アプリケーションで使用されているバージョンを確認する
最初にすることはアプリケーションで使用されているREST APIのバージョンを確認し判断することです。
アプリケーションがコントロール下にあり、Azureストレージへの呼び出しのすべてを知っている自身がある場合は上記のコンポーネントをチェックすることで確認することができます。また独自コードでストレージ呼び出しなどをしている場合はコードをすべて検査してチェックします。
使用しているコンポーネントのバージョンなどがわからない場合は、ストレージアカウントのログを有効化して、要求を記録することができます。ログには要求のバージョン等が含まれています(詳細)。
以下の例は匿名でGetBlobリクエストを行った際のログです。この例では2009-09-19のバージョンが使用されています。
1.0;2011-08-09T18:52:40.9241789Z;GetBlob;AnonymousSuccess;200;18;10;anonymous;;myaccount;blob;”https:// myaccount.blob.core.windows.net/thumbnails/lake.jpg?timeout=30000″;”/myaccount/thumbnails/lake.jpg”;a84aa705-8a85-48c5-b064-b43bd22979c3;0;123.100.2.10;2009-09-19;252;0;265;100;0;;;”0x8CE1B6EA95033D5″;Friday, 09-Aug-11 18:52:40 GMT;;;;”8/9/2011 6:52:40 PM ba98eb12-700b-4d53-9230-33a3330571fc”
何を変えればよいですか?
削除されるバージョンを使用しているログを見つけた場合、そのコンポーネントを見つけ、継続して動作できるように確認する必要があります。

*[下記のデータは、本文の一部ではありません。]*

PR #1058, opened 2020-05-21
Show Anonymous access on non-open projects

elfeto:
At the moment the "Anonymous access" section is shown even on open projects under the manage published projects page.

Here I hide from the console the section of Anonymous access to projects that are open to the world.

### DIFF
--- a/physionet-django/console/templates/console/manage_published_project.html
+++ b/physionet-django/console/templates/console/manage_published_project.html
@@ -60,6 +60,7 @@
     </div>
 </div>
 
+{% if project.access_policy %}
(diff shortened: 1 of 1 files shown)


tompollard:
I have mixed feelings about this change. I kind of like consistency in the layout of pages like this, because makes it easier to get familiar where things are (even if some sections aren't relevant).

e.g. if I'm used to DOIs being below "anonymous access", then that can be helpful. If there were multiple rules for revealing/hiding content, you'd have to learn to navigate the page each time.

Saying this, it's only one chunk and I don't see any real reason not to merge, so...

PR #1059, opened 2020-05-21
Add a way to add new authors to legacy projects

### LINKED ISSUE #1057: Legacy authors
There should be a simple way to allow authors claim published legacy projects or to assign a legacy project to X authors.

I would suggest the workflow be that they send us an email and we assign them via an easy method under the manage public project page.

That way we can avoid issues like the one from https://physionet.org/content/earndb/1.0.0/

elfeto:
IF a published project is legacy, then another section will appear to add and only add new authors.

The order of the authors will be sequential as added.
The first author added will be the submitting author.

At the moment I left the corresponding to False as default.

To add the user object, I took a similar approach to the parent project.
closes #1057

### DIFF
--- a/physionet-django/console/forms.py
+++ b/physionet-django/console/forms.py
@@ -7,11 +7,12 @@ from django.core.validators import validate_integer, validate_email, URLValidato
 from google.cloud import storage
 from django.db import transaction
 from django.conf import settings
+from dal import autocomplete
 
 from notification.models import News
 from project.models import (ActiveProject, EditLog, CopyeditLog, Contact,
-    PublishedProject, exists_project_slug, DataAccess)
-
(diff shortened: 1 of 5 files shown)


tompollard:
Looks good to me! I've rebased on dev because there were a couple of conflicts, and did some minor tidying.

I think it's important to limit the ability to edit authorship to the legacy projects only as you've done here. If/when the authorship for these projects is finalized, the ability to edit authors should be removed.

The autocomplete is a nice touch! It seems to be rendered in a slightly strange way - the input box jumps up from where I would expect it to be (see screenshot below) - but this isn't a major issue and can be dealt with later.

Screen Shot 2020-05-30 at 23 43 07

PR #1060, opened 2020-05-21
Adds a way to alter the contact information.

### LINKED ISSUE #1054: Alter the contact info of a published project
At the moment, there is no simple way to alter the contact person/info of a published project. Either the person is no longer available at X email, the contact changes or its handled by a group like the challenges. 

There should be a simple way (non shell) to alter that information.

The process would be, the submitting author sends us an email with that information request, and we make the changes.

elfeto:
Here I add a tab in the manage published project page to alter the contact information of the published project.

This is useful for challenges and legacy projects. 
closes #1054

### DIFF
--- a/physionet-django/console/forms.py
+++ b/physionet-django/console/forms.py
@@ -9,8 +9,9 @@ from django.db import transaction
 from django.conf import settings
 
 from notification.models import News
-from project.models import (ActiveProject, EditLog, CopyeditLog,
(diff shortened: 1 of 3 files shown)


tompollard:
Looks good to me, thanks! This will be helpful for the legacy content. 

Side note, but the role of the corresponding author doesn't seem clear right now, and it would be good to try to address this at some point.

I'm not 100% clear of the relationship between "contact" and "corresponding_author", but it seems like they may be different words for basically the same thing?

PR #1061, opened 2020-05-28
Fixes references order #590

### LINKED ISSUE #590: References in unspecified order

Lucas-Mc:
Maintains the order of references originally submitted during the creation and editing of a new project. Fixes #590.

### DIFF
--- a/physionet-django/project/models.py
+++ b/physionet-django/project/models.py
@@ -1701,7 +1701,7 @@ class ActiveProject(Metadata, UnpublishedProject, SubmissionInfo):
                     published_project.set_version_order()
 
                 # Same content, different objects.
-                for reference in self.references.all():
+                for reference in self.references.all().order_by('id'):
                     published_reference = PublishedReference.objects.create(
                         description=reference.description,
                         project=published_project)
--- a/physionet-django/project/views.py
+++ b/physionet-django/project/views.py
@@ -1103,7 +1103,7 @@ def project_preview(request, project_slug, subdir='', **kwargs):
     corresponding_author = authors.get(is_corresponding=True)
     corresponding_author.text_affiliations = ', '.join(a.name for a in corresponding_author.affiliations.all())
 
-    references = project.references.all()
+    references = project.references.all().order_by('id')
     publication = project.publications.all().first()
     topics = project.topics.all()
     parent_projects = project.parent_projects.all()
@@ -1530,7 +1530,7 @@ def published_project(request, project_slug, version, subdir=''):
     authors = project.authors.all().order_by('display_order')
     for a in authors:
         a.set_display_info()
-    references = project.references.all()
+    references = project.references.all().order_by('id')
     publication = project.publications.all().first()
     topics = project.topics.all()
     languages = project.programming_languages.all()


bemoody:
To be clear, this looks like it should work, so we should go ahead and
do this if it will make life easier for the time being, but I think
there are better ways to address the problem.

It would be worth checking that all references in published projects
are *currently* displayed in the way you expect.  I.e.: log in to the
production server, run "project.references.all()" for each published
project, and verify that the results are in increasing order of "id".
If that is not the case, then we need to investigate what the correct
order should be.

tompollard:
Just doing a bit of investigating...will post an update shortly!

tompollard:
The investigation was a bit more interesting than I think we would have liked, but not terrible.

```
from project.models import PublishedProject, ActiveProject
projects = PublishedProject.objects.all()
print(projects.count())
print(len([x for x in projects if x.references.count() > 1]))
```

- 214 published projects in total
- 31 published projects with 2 or more references

How many of these projects have references that aren't ordered by increasing ID?

```
# get the ID and title of every project whose references are not 
# listed in order of increasing ID
ouch = {p.id: p.title for p in projects 
        if list(p.references.all()) != list(p.references.all().order_by('id'))}
len(ouch)
```

- 30 projects are not ordered by increasing ID.

What are these projects?

```
for p in ouch: 
    print(p, ouch[p])
```

- 325 What's in a Note? Unpacking Predictive Value in Clinical Note Representations
- 326 Transformer models trained on MIMIC-III to generate synthetic patient notes
- 327 Clinical data from the MIMIC-II database for a case study on indwelling arterial catheters
- 296 MIMIC-CXR Database
- 222 MIMIC-III Clinical Database
...

Looking at these examples, the references seem to be in reverse order. e.g. https://physionet.org/content/mimiciii/1.4/ is clearly muddled, [1] in the text refers to ref 2 and [2] in the text refers to ref 1.

So running the same search as above, but looking at reversed ordering:

```
ouch2 = {p.id: p.title for p in projects 
        if list(p.references.all()) != list(p.references.all().order_by('-id'))}
len(ouch2)
```

- Only 1 project is not ordered by descending ID. This project is `{314: 'Cerebral Vasoregulation in Diabetes'}`. This project is ordered by ascending ID.

tompollard:
so thanks @Lucas-Mc, as far as i can see this fixes a major bug (that the reference section for most projects is displayed in totally the wrong order).

tompollard:
i'm testing on staging and it turns out that it isn't as simple as i'd thought. it seems that `list(p.references.all())` doesn't display the items in the order in which they are iterated, so the dict comprehensions above aren't doing what i thought they are.

i don't think we should revert this fix, but we may need to make some updates in the database to correct ordering for some specific projects. i'll spend a bit more time working this out.

tompollard:
The new ordering of references is now on the live server. I attempted to confirm that the references are being displayed correctly for published projects, fixing them where they were not. 

The following published projects should be broadly correct (though there may be minor issues that I didn't pick up):

```
- what-is-in-a-note
- mimic-cxr
- shareclefehealth2014task2
- wctecgdb
- phdsm
- chaos-heart-rate
- inipdmsa
- deidentifiedmedicaltext
- physiozoo
- hss
- mimiciii
- mednli-bionlp19
- bhi-2018-challenge
- mednli
- shareclefehealth2013
- ct-ich
- ptb-xl
- maternal-visceral-adipose
- picdb
- kinematic-actors-emotions
```

The citations in the following projects are not correct and, as far as I can see, never were:

```
- transformer-synthetic-note
- mimic-cxr-jpg
- phenotype-annotations-mimic
```

The following project is completely missing inline citations:

```
- cerebral-vasoreg-diabetes
```

I have kept screenshots of the original ordering in case these are helpful for reference. Some lists needed reversing after the update. To do this, I used the following approach:

```python
import copy

slug = "XXXX"
all_versions = PublishedProject.objects.filter(slug=slug)

# loop all versions
for p in all_versions: 
    original = {r.id:r for r in p.references.all()}
    new = copy.deepcopy(original)
    
    for k,k2 in zip(sorted(original), sorted(original, reverse=True)):
        # add . to avoid duplicate key issue
        new[k2].description = original[k].description + '.'
    
    # save the changes
    for k in new:
        new[k].save()
    
    # remove the extra '.'
    for k in new:
        new[k].description = new[k].description[:-1]
        new[k].save()
```

The change may have introduced ordering issues for active projects (i.e. ones in the system that are not published) so we all need to keep an eye out for this.

PR #1652, opened 2022-08-24
update the max filename length to 100 characters

lamawmouk:
This change updates the code base to change the file length name from 60 to 100 characters long. This is done in order to avoid having to ask the contributors to reorganize their files.


tompollard:
Looks good to me, thanks Lama!

PR #1668, opened 2022-09-19
Adds a column that aggregates credentialing applications by event to the event list page.

danamouk:
This pull request, adds a column that adds a link that lists all outstanding credentialing applications to the event_list page. This is useful for admin to narrow down the participants to process that are relevant to a particular event.

- The next step could include adding a training column to view all outstanding training applications to the event_list page. 
- It also might be useful to add a flag to represent the number of users in a class, that are trained/credentialed to skip credentialing/training for courses that  already satisfy the credentialing/training requirement. 
- Right now after processing a credentialing application, the process is referred back to full list of users, a simple workflow could be devised to redirect admin to students in a batch, or back to the event_list if user's already satisfy the training/credentialing requirement.

### DIFF
--- a/physionet-django/console/templates/console/event.html
+++ b/physionet-django/console/templates/console/event.html
@@ -26,6 +26,7 @@
                   <th>Created</th>
                   <th>Started</th>
                   <th>Ended</th>
+                  <th>Credentialing</th>
                 </tr>
               </thead>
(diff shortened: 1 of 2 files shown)


tompollard:
Looks good, thanks Dana!

PR #1671, opened 2022-09-22
Adds a column that aggregates training applications by event to the event list page.

danamouk:
This pull request, adds a column that adds a link that lists all outstanding training applications to the event_list page. This is useful for admin to narrow down the participants to process that are relevant to a particular event.


tompollard:
Looks good to me, thanks Dana!

PR #1676, opened 2022-09-27
Adds description field to form on event home page.

danamouk:
This pull request adds a description field to form on event home page while hosts are creating events.


tompollard:
It looks like this pull request includes a bunch of unrelated formatting changes. Please could you remove these changes? I assume they were automatically applied by your code editor when you saved the file. In VSCode, you can switch this off with "preferences > settings > text editor > formatting"

danamouk:
thanks @tompollard the button under Editor: Format On Save was unclicked, and after `git reset --hard`, the changes in the local directory were removed, and the description field additions were added.

tompollard:
Thanks Dana! Are you happy with how the form looks? For me, the description field looks a little awkwardly placed:

Screen Shot 2022-09-28 at 9 29 01 AM

Ideally I think the box should sit below the title, like this:

Screen Shot 2022-09-28 at 9 55 02 AM

A quick fix would be to add a <br /> to the form_snippet.html before the field (`</label><br /> {{ field }}`) but probably better to work out how to deal with this in the css. We would need to be careful to avoid negatively affecting other forms that use `form_snippet.html`.

Issue #1596, opened 2022-05-27
"is_valid" and "is_expired" flags on training objects should be mutually exclusive. Ref #1595


tompollard:
There seems to be a bug in the way training reports are managed. I would expect the "is_valid" and "is_expired" flags for a Training object to be mutually exclusive:

https://github.com/MIT-LCP/physionet-build/blob/966e22f57aed1b8c06c4391f36b949c32e04d753/physionet-django/user/models.py#L1103-L1115

But it is possible for both flags to return True for a single training type:

```python
>>> a
<Training: Training object (x)>
>>> a.is_valid()
True
>>> a.is_expired()
True
```

We have users reporting that their training is shown as "active" but they are unable to access a dataset because they are required to complete training. They cannot upload new training because they already have active training, so they are stuck. See also #1595.

tompollard:
In the case of one of the users I am checking `a.training_type.valid_duration` is empty, so `is_expired` is returning True. We do not support expiry dates for training, so what should this field contain?

tompollard:
Also, if there is at least one user that returns "is_expired" for their training, why is the list at https://physionet.org/console/training/expired/ empty?

tompollard:
It looks like the expired list is generated with:

https://github.com/MIT-LCP/physionet-build/blob/966e22f57aed1b8c06c4391f36b949c32e04d753/physionet-django/user/managers.py#L22-L29

This needs a bit of investigation.

tompollard:
This template is suggesting that if a training type does not have a `training.valid_datetime` then the training is valid until the end of the 🌎

https://github.com/MIT-LCP/physionet-build/blob/7255ec760360b843abc2970853fc5fe9192fda96/physionet-django/console/templates/console/valid_training_table.html#L21-L27

tompollard:
I think the bug is in the following chunk:

```
 def is_expired(self): 
     if self.status == TrainingStatus.ACCEPTED: 
         if not self.training_type.valid_duration: 
             return True 
         else: 
             return self.process_datetime + self.training_type.valid_duration < timezone.now() 
```

I think whoever wrote this intended `if not self.training_type.valid_duration` to return False, not True (i.e. they intended for training types without a duration to never expire).

tompollard:
For now I have set our CITI training expiry date to 100 years in the future.

superryeti:
[...]

PR #1678, opened 2022-09-29
Correct is_expired and is_valid behaviour.

harryface:
Bug as raised here: https://github.com/MIT-LCP/physionet-build/issues/1596

There seems to be a bug in the way training reports are managed. The "is_valid" and "is_expired" flags for a Training object should be mutually exclusive, but it is possible for both flags to return True for a single training type.
If the valid duration does not exist, it should not be termed expired.


tompollard:
good catch, thanks @harryface!

Issue #1648, opened 2022-08-04
zxcvbn-python is deprecated. Replace with zxcvbn or remove.


tompollard:
We currently use the `zxcvbn-python`package to estimate the password strength.  The package is deprecated: https://pypi.org/project/zxcvbn-python/

We could replace the zxcvbn-python with zxcvbn (https://pypi.org/project/zxcvbn/) or instead remove the dependency altogether.

PR #1682, opened 2022-10-01
Replace the zxcvbn-python package with zxcvbn

tompollard:
As discussed in https://github.com/MIT-LCP/physionet-build/issues/1648, we currently use the zxcvbn-python package to estimate the password strength. The package is deprecated: https://pypi.org/project/zxcvbn-python/

This pull request replaces zxcvbn-python with zxcvbn (https://pypi.org/project/zxcvbn/). zxcvbn is a continuation of the original project.


briangow:
@tompollard looks good to me, thanks!

Issue #1655, opened 2022-09-08
Allow instructors to specify email domains (e.g. @mit.edu) for participants


tompollard:
In https://github.com/MIT-LCP/physionet-build/pull/1653/ we allow instructors to create classes and invite participants via a link. 

@alistairewj suggests that we allow instructors to specify an email domain for participants. e.g. in order to join the event, users must be associated with an @mit.edu email address.

This won't work for all events (e.g. perhaps not workshops) but I think it is a nice feature that could help to make the system less susceptible to misuse.

PR #1683, opened 2022-10-03
Adds allowed event domains to verify participants.

danamouk:
This pull request addresses issue #1655. It adds an `allowed_domains` field to the `Event` model along with the migrations, which allows instructors to specify allowed email domains (separated by commas) as part of the form on the `event_home` page. 

Currently, participants can register for an event through a shared event link from the instructor. This pull request, also alerts participants to register for an event using the allowed domains if the domain used does not match the domains listed by the instructor (participants are redirected to the `event_home` page).  If the participants domains match the domains specified by the instructor, the participants are directed to the `event_participant` page to confirm participation in the event.


tompollard:
Thanks @danamouk, this is almost there. I noticed a couple of bugs when testing:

(バージョンを指定していない要求については、暗黙のバージョンで動作します(上述参照))
適切な手順で使用するバージョンを変更してください。一般的には次の2つの手順のどちらかが使われます。
- 通常、ライブラリやツールの新しいバージョンに移行することでリクエストに使用されるバージョンを変更します。可能な場合、他の改善や修正も含めるために最新のバージョンを取得して移行します。
- 動作するかどうか古いバージョンが削除される前に既定のサービスバージョンをサポートされるバージョンにセットしてください。これはバージョンを明示しないリクエストや匿名のリクエストにだけ当てはまります。
新しいバージョンにアプリケーションを移行する場合、更新したあと正しくアプリケーションが動作することを確実とするために現在動作しているサービスと変更点のリストを確認し徹底的にテストする必要があります。
REST APIのバージョンのアップデートには構文の変更(Syntactic breaks:リクエストに対して異なる応答を受信する場合があります)や意味の変更(Semantic breaks:リクエストに対して意味が異なる似たような応答を受信する場合があります)の両方が含まれるので注意してください。
移行後の検証
移行後は以前の(古い)バージョンのリクエストが無いかログを検証する必要があります。これはアプリケーションが削除される古いバージョンのREST APIを使用していないか知ることができる最も確実な方法です。たとえば1日1回だけ実行されるようなスケジュールされたタスクなど滅多に発生しないタスク/ワークロードの場合を想定して十分に長い期間にわたってログを確認してください。
まとめ
2015年8月1日に古いバージョンのREST APIが削除されることに備え、今からアプリケーションのアップグレードを開始することをオススメします。